:: SUPPLIED INFORMATION

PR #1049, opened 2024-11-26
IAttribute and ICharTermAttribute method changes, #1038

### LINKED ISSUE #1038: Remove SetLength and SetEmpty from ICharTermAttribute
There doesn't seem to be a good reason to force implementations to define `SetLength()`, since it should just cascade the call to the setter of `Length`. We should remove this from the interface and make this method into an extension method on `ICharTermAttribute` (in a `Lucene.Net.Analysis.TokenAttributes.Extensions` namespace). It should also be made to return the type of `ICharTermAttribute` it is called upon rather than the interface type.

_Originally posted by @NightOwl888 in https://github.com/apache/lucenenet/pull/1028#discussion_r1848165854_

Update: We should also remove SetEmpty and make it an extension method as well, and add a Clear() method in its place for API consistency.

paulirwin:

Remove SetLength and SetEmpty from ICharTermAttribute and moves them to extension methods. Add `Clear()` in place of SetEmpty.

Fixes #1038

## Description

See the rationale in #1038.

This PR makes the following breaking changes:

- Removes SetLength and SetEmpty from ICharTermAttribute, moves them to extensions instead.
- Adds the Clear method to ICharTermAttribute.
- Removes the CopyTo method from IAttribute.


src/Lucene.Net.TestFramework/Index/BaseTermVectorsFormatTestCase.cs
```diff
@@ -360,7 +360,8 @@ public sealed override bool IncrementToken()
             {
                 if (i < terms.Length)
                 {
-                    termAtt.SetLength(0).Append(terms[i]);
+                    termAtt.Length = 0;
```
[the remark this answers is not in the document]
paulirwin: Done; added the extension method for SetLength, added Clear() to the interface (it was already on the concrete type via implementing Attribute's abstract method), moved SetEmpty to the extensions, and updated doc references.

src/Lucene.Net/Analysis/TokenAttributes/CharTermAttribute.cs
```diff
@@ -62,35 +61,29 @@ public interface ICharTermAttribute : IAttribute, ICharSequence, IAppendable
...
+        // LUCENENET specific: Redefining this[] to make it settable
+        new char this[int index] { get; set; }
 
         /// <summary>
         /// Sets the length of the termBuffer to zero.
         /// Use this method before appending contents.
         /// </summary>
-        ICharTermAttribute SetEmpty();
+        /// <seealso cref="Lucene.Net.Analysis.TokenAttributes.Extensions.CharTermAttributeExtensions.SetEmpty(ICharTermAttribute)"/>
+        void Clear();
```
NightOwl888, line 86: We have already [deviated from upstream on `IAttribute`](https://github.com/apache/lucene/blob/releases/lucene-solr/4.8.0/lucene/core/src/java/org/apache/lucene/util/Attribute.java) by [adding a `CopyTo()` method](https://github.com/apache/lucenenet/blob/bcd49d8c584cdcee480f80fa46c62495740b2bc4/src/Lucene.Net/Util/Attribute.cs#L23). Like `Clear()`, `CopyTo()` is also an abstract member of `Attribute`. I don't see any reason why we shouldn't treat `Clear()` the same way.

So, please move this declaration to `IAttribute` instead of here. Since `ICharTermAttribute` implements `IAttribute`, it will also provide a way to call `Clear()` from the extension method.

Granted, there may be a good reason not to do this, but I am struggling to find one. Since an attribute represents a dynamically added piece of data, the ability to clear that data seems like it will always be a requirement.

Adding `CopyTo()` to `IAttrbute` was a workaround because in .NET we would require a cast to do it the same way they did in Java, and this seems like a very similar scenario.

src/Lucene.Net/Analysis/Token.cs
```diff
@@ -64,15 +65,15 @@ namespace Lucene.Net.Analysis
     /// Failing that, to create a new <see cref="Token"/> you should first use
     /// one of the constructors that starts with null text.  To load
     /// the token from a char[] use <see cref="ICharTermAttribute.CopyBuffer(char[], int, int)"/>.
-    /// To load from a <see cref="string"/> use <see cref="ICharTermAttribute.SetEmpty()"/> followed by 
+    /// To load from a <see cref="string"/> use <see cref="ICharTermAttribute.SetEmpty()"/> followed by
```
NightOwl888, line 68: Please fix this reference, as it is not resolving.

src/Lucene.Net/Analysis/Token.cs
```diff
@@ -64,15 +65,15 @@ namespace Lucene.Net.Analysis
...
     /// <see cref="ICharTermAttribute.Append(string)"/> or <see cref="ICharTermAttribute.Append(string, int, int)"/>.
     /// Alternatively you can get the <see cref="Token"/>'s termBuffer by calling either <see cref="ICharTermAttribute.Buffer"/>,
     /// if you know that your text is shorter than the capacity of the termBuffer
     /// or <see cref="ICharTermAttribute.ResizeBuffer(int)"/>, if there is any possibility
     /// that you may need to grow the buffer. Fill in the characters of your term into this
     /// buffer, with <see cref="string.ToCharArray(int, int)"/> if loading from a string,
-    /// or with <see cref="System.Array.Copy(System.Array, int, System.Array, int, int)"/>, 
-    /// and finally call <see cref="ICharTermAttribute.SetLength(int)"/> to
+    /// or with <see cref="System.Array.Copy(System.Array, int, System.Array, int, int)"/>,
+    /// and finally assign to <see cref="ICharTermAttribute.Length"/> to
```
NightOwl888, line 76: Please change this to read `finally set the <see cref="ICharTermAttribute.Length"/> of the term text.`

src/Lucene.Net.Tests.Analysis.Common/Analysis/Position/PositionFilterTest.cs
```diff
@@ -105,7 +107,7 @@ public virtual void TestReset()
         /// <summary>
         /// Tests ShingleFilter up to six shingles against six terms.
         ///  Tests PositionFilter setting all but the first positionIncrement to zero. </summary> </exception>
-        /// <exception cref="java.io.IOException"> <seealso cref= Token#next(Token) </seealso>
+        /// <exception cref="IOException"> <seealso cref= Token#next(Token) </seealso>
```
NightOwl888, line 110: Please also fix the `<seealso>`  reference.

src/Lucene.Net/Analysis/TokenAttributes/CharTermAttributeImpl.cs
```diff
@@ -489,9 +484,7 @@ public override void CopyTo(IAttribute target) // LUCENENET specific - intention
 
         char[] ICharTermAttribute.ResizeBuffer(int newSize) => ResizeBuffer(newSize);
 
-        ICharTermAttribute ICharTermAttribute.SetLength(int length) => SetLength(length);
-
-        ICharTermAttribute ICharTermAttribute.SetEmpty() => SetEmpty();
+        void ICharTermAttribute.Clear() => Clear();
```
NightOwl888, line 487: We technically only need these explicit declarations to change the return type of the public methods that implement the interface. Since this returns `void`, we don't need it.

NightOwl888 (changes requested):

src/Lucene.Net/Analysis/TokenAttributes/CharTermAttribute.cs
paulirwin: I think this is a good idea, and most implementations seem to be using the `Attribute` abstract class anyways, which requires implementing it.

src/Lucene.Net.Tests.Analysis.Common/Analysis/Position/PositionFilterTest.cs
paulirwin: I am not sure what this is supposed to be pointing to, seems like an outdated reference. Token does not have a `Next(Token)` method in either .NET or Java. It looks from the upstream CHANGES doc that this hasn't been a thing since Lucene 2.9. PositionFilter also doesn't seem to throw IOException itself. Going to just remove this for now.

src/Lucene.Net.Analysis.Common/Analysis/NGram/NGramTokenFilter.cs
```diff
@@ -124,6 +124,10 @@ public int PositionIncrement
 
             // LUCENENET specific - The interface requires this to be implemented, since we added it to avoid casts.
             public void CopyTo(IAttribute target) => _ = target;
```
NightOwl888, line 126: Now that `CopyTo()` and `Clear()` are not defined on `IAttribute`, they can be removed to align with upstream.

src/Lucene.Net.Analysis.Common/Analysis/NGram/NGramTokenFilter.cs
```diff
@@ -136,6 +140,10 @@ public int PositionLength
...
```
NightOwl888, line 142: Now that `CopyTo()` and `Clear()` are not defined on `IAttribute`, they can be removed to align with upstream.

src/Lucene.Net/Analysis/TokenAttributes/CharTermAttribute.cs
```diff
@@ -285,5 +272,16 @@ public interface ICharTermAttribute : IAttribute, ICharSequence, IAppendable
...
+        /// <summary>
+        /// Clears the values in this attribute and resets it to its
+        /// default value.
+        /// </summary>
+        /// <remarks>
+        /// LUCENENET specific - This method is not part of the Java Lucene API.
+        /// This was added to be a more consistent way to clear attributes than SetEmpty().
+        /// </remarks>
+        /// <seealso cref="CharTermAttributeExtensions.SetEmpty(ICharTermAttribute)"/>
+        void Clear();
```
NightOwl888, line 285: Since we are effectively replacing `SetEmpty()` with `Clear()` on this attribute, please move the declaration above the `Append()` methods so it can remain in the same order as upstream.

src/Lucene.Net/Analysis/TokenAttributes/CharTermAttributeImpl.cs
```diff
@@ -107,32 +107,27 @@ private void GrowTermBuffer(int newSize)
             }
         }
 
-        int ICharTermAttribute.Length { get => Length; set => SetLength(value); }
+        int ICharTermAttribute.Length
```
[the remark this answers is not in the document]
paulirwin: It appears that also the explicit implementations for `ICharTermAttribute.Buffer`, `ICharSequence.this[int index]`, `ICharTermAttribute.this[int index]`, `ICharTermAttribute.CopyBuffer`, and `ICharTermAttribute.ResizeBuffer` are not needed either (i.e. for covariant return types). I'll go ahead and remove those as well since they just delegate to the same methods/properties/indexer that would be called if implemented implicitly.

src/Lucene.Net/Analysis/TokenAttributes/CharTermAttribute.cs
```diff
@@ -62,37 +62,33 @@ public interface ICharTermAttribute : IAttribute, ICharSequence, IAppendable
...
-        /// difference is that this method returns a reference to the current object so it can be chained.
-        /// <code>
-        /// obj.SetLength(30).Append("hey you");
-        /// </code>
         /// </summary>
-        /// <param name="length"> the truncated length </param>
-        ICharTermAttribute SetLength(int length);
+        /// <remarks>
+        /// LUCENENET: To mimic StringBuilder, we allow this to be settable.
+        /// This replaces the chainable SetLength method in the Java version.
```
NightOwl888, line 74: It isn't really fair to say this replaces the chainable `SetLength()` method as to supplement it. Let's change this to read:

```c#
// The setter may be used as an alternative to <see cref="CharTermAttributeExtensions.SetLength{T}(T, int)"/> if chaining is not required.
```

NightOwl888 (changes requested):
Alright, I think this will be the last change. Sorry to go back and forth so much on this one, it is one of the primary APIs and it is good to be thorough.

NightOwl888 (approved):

::::
:: SUPPLIED INFORMATION

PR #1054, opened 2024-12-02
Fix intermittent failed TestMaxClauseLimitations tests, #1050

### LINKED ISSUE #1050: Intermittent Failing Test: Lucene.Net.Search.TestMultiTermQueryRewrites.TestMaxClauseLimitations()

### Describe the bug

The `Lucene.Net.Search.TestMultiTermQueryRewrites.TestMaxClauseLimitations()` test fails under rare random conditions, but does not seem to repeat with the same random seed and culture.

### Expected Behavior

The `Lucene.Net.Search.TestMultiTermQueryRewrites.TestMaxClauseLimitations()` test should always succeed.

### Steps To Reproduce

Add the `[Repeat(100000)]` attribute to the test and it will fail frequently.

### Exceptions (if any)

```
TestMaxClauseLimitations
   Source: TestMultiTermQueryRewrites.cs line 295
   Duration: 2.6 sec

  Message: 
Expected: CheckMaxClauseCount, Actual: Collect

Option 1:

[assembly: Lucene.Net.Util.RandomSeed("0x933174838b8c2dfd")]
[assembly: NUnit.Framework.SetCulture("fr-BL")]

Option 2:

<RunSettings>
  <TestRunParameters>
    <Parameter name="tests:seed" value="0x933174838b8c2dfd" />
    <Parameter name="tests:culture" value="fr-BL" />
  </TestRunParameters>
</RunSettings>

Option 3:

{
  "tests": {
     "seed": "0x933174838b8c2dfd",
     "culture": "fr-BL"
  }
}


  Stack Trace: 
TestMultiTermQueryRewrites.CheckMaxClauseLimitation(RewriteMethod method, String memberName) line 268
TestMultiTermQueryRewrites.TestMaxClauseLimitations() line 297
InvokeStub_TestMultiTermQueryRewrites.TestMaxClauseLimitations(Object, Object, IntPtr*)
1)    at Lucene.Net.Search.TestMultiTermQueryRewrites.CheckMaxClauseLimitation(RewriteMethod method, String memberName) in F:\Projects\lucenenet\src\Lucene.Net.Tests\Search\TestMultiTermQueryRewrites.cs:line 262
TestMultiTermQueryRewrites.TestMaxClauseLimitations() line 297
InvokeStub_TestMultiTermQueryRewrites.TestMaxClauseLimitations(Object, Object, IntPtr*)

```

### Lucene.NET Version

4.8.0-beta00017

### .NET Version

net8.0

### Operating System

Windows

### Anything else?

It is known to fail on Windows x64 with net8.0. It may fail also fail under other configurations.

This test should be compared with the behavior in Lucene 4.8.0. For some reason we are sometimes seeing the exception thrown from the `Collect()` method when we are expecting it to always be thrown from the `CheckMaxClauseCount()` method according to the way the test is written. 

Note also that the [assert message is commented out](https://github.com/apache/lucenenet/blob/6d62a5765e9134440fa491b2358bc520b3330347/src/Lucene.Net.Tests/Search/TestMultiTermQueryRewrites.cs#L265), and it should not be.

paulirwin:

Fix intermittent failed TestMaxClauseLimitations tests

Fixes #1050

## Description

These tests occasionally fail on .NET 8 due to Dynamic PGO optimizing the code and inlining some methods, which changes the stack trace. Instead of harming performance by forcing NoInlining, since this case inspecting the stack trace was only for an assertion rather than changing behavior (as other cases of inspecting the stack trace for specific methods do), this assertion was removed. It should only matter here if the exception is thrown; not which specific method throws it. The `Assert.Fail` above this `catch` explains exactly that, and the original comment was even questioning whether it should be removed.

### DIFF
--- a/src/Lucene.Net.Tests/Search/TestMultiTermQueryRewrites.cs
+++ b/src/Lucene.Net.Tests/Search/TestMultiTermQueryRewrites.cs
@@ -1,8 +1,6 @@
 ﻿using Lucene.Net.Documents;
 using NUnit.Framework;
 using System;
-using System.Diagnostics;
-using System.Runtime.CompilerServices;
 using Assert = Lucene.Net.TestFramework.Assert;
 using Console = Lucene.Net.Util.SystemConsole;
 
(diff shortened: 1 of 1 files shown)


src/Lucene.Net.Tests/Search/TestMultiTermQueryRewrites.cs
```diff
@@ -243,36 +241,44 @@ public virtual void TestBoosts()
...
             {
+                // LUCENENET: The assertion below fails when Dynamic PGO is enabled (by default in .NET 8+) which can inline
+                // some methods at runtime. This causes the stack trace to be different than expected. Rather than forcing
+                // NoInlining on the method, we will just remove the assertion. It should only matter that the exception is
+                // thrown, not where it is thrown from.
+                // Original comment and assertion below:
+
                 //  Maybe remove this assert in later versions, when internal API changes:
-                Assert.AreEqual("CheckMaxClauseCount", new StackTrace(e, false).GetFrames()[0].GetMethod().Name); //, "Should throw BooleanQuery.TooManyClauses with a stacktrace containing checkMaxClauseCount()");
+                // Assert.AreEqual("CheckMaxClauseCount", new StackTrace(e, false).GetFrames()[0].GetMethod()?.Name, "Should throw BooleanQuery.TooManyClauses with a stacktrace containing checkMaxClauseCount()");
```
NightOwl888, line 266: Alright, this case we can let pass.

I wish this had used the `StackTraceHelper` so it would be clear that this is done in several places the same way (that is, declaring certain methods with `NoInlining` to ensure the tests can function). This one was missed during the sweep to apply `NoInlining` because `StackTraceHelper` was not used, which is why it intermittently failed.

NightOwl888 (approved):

::::
:: SUPPLIED INFORMATION

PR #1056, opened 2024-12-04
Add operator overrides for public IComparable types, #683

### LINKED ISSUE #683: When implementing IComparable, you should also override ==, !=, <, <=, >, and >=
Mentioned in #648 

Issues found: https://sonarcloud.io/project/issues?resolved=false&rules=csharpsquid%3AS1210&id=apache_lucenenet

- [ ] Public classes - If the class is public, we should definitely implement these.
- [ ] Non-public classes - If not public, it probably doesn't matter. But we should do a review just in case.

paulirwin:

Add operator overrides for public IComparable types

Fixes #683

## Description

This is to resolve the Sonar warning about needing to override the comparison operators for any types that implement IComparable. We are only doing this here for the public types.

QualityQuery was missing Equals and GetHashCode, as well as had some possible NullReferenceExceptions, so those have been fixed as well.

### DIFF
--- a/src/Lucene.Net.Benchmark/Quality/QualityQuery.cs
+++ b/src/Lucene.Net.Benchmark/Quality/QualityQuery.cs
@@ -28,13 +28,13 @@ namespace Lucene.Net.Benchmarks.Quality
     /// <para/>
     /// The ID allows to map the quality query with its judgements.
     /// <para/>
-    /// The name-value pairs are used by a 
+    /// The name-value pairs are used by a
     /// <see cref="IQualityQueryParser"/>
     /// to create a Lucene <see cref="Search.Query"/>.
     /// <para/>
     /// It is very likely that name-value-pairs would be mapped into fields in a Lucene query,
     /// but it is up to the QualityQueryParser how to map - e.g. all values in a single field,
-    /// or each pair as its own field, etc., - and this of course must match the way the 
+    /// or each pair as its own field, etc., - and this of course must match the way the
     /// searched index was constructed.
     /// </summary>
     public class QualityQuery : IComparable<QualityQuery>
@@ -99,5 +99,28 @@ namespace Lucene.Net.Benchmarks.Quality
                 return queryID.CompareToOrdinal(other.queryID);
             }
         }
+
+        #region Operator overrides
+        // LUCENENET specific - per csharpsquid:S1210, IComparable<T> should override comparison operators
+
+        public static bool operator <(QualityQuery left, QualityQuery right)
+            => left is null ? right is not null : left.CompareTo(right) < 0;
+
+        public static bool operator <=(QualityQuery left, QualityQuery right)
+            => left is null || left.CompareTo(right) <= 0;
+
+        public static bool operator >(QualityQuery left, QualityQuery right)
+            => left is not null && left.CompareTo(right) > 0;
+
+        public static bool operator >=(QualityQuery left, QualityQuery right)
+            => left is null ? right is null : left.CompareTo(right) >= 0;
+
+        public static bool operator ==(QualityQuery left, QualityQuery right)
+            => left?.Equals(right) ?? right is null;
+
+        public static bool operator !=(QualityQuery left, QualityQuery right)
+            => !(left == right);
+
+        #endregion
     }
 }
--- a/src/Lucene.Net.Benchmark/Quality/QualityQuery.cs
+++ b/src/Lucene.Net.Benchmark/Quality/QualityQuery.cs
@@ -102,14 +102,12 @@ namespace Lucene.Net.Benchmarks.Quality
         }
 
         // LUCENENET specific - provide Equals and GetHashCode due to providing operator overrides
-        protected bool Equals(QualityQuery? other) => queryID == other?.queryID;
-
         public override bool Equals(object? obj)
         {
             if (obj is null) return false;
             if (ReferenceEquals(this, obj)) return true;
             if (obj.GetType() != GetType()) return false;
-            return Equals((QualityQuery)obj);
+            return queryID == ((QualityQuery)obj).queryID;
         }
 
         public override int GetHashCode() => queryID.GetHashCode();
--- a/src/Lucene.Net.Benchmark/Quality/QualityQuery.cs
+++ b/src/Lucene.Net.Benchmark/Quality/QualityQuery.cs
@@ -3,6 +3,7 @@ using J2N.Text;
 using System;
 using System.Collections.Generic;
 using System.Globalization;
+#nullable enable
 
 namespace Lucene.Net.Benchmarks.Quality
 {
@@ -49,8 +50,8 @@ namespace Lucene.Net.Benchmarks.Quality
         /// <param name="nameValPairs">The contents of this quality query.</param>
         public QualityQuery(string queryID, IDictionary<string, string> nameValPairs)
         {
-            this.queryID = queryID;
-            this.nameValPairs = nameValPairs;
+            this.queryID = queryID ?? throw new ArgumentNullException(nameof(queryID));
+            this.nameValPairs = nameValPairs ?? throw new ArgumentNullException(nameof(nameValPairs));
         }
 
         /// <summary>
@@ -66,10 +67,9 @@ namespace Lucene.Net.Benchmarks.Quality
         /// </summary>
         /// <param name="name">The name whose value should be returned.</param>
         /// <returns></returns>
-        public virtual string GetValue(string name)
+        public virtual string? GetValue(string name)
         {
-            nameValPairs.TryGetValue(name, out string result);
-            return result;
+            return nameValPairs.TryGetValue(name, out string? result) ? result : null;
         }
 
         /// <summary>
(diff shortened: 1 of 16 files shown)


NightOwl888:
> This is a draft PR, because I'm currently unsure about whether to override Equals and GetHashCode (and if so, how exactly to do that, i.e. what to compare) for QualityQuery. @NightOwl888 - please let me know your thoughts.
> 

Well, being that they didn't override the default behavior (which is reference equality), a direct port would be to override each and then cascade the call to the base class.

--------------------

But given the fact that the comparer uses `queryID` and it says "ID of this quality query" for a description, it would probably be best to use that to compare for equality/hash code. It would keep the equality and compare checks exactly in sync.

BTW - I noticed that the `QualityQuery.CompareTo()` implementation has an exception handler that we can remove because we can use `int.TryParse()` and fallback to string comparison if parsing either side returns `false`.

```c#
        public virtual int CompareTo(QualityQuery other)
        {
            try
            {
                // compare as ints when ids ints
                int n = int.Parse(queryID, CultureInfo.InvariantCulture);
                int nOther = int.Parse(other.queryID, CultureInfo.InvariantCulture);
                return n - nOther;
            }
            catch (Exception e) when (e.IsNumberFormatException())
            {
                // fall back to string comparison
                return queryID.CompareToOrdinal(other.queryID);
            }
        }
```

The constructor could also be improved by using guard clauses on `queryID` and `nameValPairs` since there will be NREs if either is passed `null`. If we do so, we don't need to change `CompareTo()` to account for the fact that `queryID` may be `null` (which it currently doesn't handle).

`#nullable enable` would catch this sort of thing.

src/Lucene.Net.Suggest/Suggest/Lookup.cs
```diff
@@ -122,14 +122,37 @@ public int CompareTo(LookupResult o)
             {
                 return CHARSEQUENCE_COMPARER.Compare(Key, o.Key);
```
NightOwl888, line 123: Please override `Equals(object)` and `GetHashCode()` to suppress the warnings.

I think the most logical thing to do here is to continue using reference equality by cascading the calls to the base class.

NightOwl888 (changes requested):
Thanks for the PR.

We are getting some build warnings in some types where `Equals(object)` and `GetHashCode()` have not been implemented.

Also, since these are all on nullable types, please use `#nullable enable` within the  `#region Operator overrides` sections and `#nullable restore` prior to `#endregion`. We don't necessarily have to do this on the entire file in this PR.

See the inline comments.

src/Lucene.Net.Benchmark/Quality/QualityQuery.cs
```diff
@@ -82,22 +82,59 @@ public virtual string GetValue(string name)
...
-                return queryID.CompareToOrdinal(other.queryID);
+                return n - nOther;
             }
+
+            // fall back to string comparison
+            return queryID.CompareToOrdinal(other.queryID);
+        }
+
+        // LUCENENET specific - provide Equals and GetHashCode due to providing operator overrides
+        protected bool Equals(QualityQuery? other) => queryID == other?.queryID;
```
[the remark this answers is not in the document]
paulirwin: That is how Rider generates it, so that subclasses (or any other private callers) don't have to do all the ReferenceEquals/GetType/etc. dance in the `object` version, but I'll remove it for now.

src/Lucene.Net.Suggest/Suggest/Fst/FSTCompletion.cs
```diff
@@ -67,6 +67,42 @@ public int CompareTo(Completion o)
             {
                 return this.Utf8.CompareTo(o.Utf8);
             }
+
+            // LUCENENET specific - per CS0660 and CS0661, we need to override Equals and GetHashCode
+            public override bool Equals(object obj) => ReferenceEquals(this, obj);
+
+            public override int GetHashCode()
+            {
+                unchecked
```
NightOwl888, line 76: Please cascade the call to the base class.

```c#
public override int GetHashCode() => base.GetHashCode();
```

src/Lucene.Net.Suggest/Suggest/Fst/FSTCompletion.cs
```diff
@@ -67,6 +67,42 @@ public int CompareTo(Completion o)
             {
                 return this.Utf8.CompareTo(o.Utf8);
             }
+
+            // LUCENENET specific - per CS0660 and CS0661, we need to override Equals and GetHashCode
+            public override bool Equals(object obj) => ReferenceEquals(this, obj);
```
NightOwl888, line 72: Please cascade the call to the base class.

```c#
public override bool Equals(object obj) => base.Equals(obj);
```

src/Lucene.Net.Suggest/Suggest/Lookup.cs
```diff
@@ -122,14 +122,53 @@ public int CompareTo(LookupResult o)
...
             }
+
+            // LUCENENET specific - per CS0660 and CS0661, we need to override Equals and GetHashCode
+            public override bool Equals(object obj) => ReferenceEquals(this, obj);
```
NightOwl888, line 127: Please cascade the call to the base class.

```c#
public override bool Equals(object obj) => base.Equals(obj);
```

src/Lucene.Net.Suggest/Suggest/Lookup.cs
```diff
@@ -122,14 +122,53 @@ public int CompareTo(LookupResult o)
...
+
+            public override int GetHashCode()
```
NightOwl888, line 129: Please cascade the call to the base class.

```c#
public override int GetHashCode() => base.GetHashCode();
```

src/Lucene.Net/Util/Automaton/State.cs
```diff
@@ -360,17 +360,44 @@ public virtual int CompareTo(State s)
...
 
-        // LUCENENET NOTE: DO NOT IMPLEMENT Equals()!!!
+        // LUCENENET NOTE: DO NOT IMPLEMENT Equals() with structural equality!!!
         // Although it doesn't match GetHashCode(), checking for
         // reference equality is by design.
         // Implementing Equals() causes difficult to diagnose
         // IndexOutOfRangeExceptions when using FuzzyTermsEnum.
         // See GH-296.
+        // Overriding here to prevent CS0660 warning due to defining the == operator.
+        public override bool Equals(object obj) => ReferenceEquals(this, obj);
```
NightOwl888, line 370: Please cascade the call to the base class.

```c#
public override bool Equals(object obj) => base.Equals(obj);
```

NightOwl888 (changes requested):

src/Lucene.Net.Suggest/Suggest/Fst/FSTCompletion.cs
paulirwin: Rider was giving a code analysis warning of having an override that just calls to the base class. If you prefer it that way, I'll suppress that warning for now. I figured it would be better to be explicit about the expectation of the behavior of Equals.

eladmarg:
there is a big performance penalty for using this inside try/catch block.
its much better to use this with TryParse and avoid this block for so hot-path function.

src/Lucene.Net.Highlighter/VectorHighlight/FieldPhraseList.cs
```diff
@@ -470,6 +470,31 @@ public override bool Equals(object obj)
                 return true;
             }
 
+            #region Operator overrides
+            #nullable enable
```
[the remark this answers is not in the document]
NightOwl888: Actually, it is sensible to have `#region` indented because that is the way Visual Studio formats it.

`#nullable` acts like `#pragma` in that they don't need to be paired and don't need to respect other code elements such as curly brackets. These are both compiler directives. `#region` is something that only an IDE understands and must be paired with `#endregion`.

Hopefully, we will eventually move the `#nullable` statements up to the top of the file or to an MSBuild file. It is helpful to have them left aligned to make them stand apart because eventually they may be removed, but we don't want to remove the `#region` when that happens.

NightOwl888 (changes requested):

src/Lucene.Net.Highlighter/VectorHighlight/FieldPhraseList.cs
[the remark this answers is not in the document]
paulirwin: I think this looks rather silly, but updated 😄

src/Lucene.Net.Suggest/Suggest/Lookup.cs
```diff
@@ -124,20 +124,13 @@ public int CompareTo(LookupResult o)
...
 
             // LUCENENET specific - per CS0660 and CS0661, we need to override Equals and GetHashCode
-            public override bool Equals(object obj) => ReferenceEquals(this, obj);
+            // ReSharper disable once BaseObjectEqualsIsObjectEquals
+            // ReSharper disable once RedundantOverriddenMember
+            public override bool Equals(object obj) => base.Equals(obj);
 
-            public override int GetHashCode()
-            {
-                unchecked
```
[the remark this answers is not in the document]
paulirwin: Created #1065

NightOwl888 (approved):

::::

Isolate each line of the listing above that includes "RewriteMethod". Copy it.

### EXERCISE ANSWER
TestMultiTermQueryRewrites.CheckMaxClauseLimitation(RewriteMethod method, String memberName) line 268
1)    at Lucene.Net.Search.TestMultiTermQueryRewrites.CheckMaxClauseLimitation(RewriteMethod method, String memberName) in F:\Projects\lucenenet\src\Lucene.Net.Tests\Search\TestMultiTermQueryRewrites.cs:line 262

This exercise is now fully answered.